⟨
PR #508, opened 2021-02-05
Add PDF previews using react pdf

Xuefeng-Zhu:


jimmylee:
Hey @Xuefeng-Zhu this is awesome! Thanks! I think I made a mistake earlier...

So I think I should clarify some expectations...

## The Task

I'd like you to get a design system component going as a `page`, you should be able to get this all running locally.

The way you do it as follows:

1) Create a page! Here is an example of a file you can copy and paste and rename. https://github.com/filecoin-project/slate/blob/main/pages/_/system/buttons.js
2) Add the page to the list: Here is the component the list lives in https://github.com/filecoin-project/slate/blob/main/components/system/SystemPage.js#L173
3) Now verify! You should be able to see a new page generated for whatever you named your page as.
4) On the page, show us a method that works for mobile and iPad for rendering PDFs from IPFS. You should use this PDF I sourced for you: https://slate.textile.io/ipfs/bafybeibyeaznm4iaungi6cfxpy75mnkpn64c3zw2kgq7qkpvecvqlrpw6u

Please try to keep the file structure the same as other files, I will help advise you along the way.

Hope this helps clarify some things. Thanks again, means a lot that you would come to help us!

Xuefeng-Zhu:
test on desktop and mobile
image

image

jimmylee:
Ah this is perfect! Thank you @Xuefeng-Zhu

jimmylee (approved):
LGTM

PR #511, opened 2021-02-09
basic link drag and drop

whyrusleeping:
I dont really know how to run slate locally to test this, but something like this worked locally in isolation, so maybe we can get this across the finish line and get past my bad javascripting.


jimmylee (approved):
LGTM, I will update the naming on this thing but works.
⟩
⟨
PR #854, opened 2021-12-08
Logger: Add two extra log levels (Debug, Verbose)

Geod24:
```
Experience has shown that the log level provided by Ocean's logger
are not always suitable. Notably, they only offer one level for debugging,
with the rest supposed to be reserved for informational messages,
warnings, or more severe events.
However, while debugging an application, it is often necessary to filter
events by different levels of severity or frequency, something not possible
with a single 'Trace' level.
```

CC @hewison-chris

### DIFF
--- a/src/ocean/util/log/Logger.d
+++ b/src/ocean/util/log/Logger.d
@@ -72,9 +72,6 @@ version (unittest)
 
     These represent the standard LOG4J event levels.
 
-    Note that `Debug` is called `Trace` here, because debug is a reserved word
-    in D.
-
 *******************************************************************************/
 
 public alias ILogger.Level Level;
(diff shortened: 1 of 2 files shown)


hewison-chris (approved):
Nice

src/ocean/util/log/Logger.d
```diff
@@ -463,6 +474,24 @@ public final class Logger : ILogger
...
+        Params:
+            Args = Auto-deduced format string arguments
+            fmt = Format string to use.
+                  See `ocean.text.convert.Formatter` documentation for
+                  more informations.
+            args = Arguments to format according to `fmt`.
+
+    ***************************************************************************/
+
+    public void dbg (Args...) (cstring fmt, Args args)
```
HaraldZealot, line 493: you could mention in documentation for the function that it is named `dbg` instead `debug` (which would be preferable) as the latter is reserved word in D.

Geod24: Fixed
⟩
| INSTRUCTIONS TO FOLLOW |
Scan the listing above for the line that has "Hope this helps", then copy exactly from that line through the line that has "LGTM, I will".

| WRITTEN RESPONSE |
Hope this helps clarify some things. Thanks again, means a lot that you would come to help us!

Xuefeng-Zhu:
test on desktop and mobile
image

image

jimmylee:
Ah this is perfect! Thank you @Xuefeng-Zhu

jimmylee (approved):
LGTM

PR #511, opened 2021-02-09
basic link drag and drop

whyrusleeping:
I dont really know how to run slate locally to test this, but something like this worked locally in isolation, so maybe we can get this across the finish line and get past my bad javascripting.


jimmylee (approved):
LGTM, I will update the naming on this thing but works.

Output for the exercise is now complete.